(Dataset records)
*** Begin section ***

PR #9162, opened 2020-05-31
Implement basic support for osu!mania special style

### LINKED ISSUE #2203: Implement osu!mania special styles
osu!mania beatmaps have a `SpecialStyle` parameter that indicates whether they're 5K+1 or 7K+1 styled. This parameter should be used to determine whether the special column should be mirrored (see discussion in: https://github.com/ppy/osu/issues/2067).

The user is allowed the ability to customise where this location is (left/right of the stage), or whether it is displayed as a special column at all.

*** End section ***

__WHAT THE EXERCISE ASKS__
Print all entries again, exactly.

__RESULT__
PR #9162, opened 2020-05-31
Implement basic support for osu!mania special style

### LINKED ISSUE #2203: Implement osu!mania special styles
osu!mania beatmaps have a `SpecialStyle` parameter that indicates whether they're 5K+1 or 7K+1 styled. This parameter should be used to determine whether the special column should be mirrored (see discussion in: https://github.com/ppy/osu/issues/2067).

The user is allowed the ability to customise where this location is (left/right of the stage), or whether it is displayed as a special column at all.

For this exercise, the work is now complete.